(Stored data entries)
PR #3605, opened 2026-07-24
Redact sensitive values when reading external key configuration

satoqz:
## Description

TL;DR:

```console
$ bao write sys/external-keys/configs/softhsm plugin=pkcs11 lib=softhsm token_label=openbao pin=1234
Success! Data written to: sys/external-keys/configs/softhsm

$ bao read sys/external-keys/configs/softhsm
Key            Value
---            -----
lib            softhsm
pin            (redacted)
plugin         pkcs11
token_label    openbao
```

## Rationale

See https://github.com/openbao/openbao/pull/3534#discussion_r3640855932.

## Acknowledgements

       also allowed.


internal/helper/kmsplugin/metadata.go
```diff
@@ -0,0 +1,43 @@
...
+)
+
+var builtinMetadata = map[string]plugin.Metadata{
+	"transit": {
+		SensitiveKMSFields: transit.SensitiveKMSFields,
+	},
+}
+
+// GetMetadata returns a KMS plugin's metadata.
+func (c *Catalog) GetMetadata(ctx context.Context, name string) (plugin.Metadata, error) {
```
satoqz, line 21: Not super convinced yet that the complexity of caching is worth it. I'd like to re-evaluate that once I get to reloading KMS plugins, in which case we'd need to invalidate such caches together with clients.

To put things into perspective, making a plugin request per call is not something extraordinarily expensive and we do it on all plugin-based request paths all the time. As long as there are no detailed listing paths in the external keys API that would require multiple metadata calls, I think we can get away with this.

internal/vault/external_keys/registry.go
```diff
@@ -157,6 +157,28 @@ func (r *Registry) ReadConfig(ctx context.Context, s logical.Storage, name strin
...
+// any sensitive configuration fields in the returned entry.
+func (r *Registry) ReadRedactedConfig(ctx context.Context, s logical.Storage, name string) (*ConfigEntry, error) {
+	ce, err := r.ReadConfig(ctx, s, name)
+	if ce == nil || ce.Values == nil || err != nil {
+		return ce, err
+	}
+
+	meta, err := r.plugins.GetMetadata(ctx, ce.Plugin)
+	if err != nil {
+		return nil, fmt.Errorf("failed to read metadata for plugin %q: %w", ce.Plugin, err)
```
satoqz, line 170: If you've written a config with an invalid plugin via `verify=false` or simply removed a plugin, I guess you'll see this error when reading a key or config. It tells you the plugin type so you've got some clue about what's happening.

An alternative result would be not to error and return the plugin name in plaintext, all other values redacted as `***`, and add a warning? Thoughts?

wslabosz-reply (dismissed):
LGTM

internal/helper/kmsplugin/metadata.go
wslabosz-reply: seems like a reasonable approach

internal/vault/external_keys/registry.go
wslabosz-reply: > An alternative result would be not to error and return the plugin name in plaintext, all other values redacted as ***, and add a warning? Thoughts?

imho with invalid configuration of the plugin, it's more straightforward to err than respond with somewhat correct shape (albeit redacted) with a warning, maybe its more informative, depending on the warning we want to return, but a tad bit leaning towards err'ring.

cipherboy: I'm fine with erring I think. If anything, I might err on the other side and state that redaction is best-effort and fail open, tbh. This is still an API for privileged operators after all, and explicit cross-namespace grants handles a lot of sensitive config hiding. 

The benefit of caching is fewer opportunities to err (as we could potentially cache indefinitely with explicit invalidation on plugin reload/...), though I think that'd be unlikely except in scenarios defined above. That could technically yield a memory leak though I don't know that anyone would really register so many unique KMS plugins. 

My 2c.

cipherboy (dismissed):
My only outstanding comment would be if we wanted to use `(redacted)` rather than `***` for clarity, but that's my 2c. 

I do wonder how any response behaves w.r.t. Terraform and the like; I think other plugins elide certain parameters (though, parameters are known a priori) rather than respond with redacted versions. For such a dynamic API, I'd rather use `(redacted)` and condition around that in any potential Terraform code.

cipherboy (approved):
Thanks!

### What the exercise asks
Reproduce each line from the data that has "alternative" in it.

### Task response
An alternative result would be not to error and return the plugin name in plaintext, all other values redacted as `***`, and add a warning? Thoughts?
wslabosz-reply: > An alternative result would be not to error and return the plugin name in plaintext, all other values redacted as ***, and add a warning? Thoughts?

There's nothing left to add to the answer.